Уголовная защита | страница 87



Подсудимому 18 лет; на вид он мальчик, судится за покушение на третью кражу; в обвинительном акте сказано, что он не признал себя виновным, объяснив, что в день события, получив заработанные им 3 р. 75 к., пил водку и пиво в ресторане и пивной, гулял с проституткой на вокзале, потом в поле пил водку с рабочими местного завода, игравшими в карты, а на возвратном пути, встретившись с той же женщиной, пробыл некоторое время с нею и после этого был по недоразумению задержан. На суде он заявляет, что, выйдя из тюрьмы без денег, он в течение нескольких дней бродил в Петербурге, не мог найти работы и с голоду пошел на кражу.

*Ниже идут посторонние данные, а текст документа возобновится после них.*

PR #4, opened 2020-06-03
Publish compiled output to gh-pages

stephanebisson:
https://phabricator.wikimedia.org/T240012

When there's a new commit on the master branch, this CI configuration will generate the demo page and publish it to the gh-pages branch.

### DIFF
--- a/.circleci/config.yml
+++ b/.circleci/config.yml
@@ -34,7 +34,8 @@ jobs:
       - run:
           name: Deploy to gh-pages
           command: |
-            gh-pages --dist ./demo
+            cd demo
+            gh-pages --dist .
 workflows:
   version: 2
   build:
--- a/.circleci/config.yml
+++ b/.circleci/config.yml
@@ -18,6 +18,7 @@ jobs:
     docker:
       - image: node:8.10.0
     steps:
+      - checkout
       - attach_workspace:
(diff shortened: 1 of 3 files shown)


.circleci/config.yml
```diff
@@ -6,8 +6,48 @@ jobs:
...
+  update-demo:
+    docker:
+      - image: node:8.10.0
+    steps:
+      - checkout
+      - attach_workspace:
+          at: .
+      - add_ssh_keys:
+          fingerprints:
+              - "c3:03:93:79:5d:c7:23:b8:4a:4d:5d:41:e3:38:3f:84"
```
medied, line 32: Trying to understand more about this fingerprint..

https://superuser.com/questions/421997/what-is-a-ssh-key-fingerprint-and-how-is-it-generated
https://circleci.com/docs/2.0/configuration-reference/#filters

So it's meant to stay public on master?

hueitan: ya I also have the same problem and who owns this fingerprint?

stephanebisson: There's a key that allows circleci to push to github. The private part is own by circleci and the public part is on github. The fingerprint is just to identify which key to use. This is not sensitive.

В известном смысле можно сказать, если хотите, что эта ложь удобна для обвинителя, для председателя и для присяжных: она упрощает дело в двояком отношении: во-первых, сразу видно, что действительного возражения против обвинения у подсудимого нет; следовательно, нет разумного основания сомневаться в его виновности, и, во-вторых, вместо раскаяния он проявляет упорное запирательство – следовательно, и вопрос о снисхождении и о мере наказания разрешается просто; с другой стороны, подсудимый дает объяснение суду; это его право; стеснять его в приемах защиты было бы нарушением гарантий, предоставленных ему гуманным законом, и проч. Под влиянием тех или других причин подсудимому предоставляется невозбранно лгать, как ему угодно, поносить кого угодно и сколько ему нравится, что, по личному моему убеждению, нельзя не признать совсем не соответствующим ни истинным задачам правосудия, ни его достоинству. Я понимаю, что обвинитель и присяжные совершенно бессильны в этом случае. Они не могут сказать подсудимому: не лги; ты только вредишь себе этим, а дело и так ясно. Но мне кажется, что председатель, отступив немного от формального бесстрастие, мог бы предупредить или по крайней мере остановить ложь подсудимого. Мне припоминается недавний случай, когда бывалый громила, начавший с самой развязной наглой лжи и упорно державшийся ее до середины, почти до конца процесса, вдруг под влиянием одного прямого и по своей простоте убедительного вопроса председателя запнулся, замолчал и вдруг, видимо решившись, брякнул: «Признаюсь во всем!» Само собой разумеется, что он ничего не потерял от этого признания.

Ложь и клевета в устах подсудимых столь обычны, что всякий начинающий адвокат – если только он знает, что учиться надо на тех процессах, в которых он лично не участвует, – всякий такой защитник не раз имел случай наблюдать их. Если он сколько-нибудь чуткий человек, он не мог не угадать острого неприязненного чувства, мгновенно создающегося против подсудимого за судейским столом и на креслах присяжных после этой явной лжи и клеветы. Если он внимательно относится к своему призванию, он уже сказал себе, что это не случайность, а заурядная вещь; что ложь зудит язык подсудимого, и он, неразвитый, легкомысленный, неспособный к оценке ее очевидности и неизбежных последствий, не умеет устоять перед нелепым искушением. Что же мешает защитнику сказать подсудимому, что правда лучше лжи, а ложь хуже простого молчания? Допустим даже, что подсудимый – окончательно павший человек, что он заслуживает беспощадного возмездия, что в его устах клевета не случайность, а естественное проявление низменной натуры; я спрашиваю, что может остановить защитника от попытки разъяснить ему бесполезность и опасность лжи? И я утверждаю, что если даже такой человек лжет, то доля ответственности за эту ложь лежит на защитнике.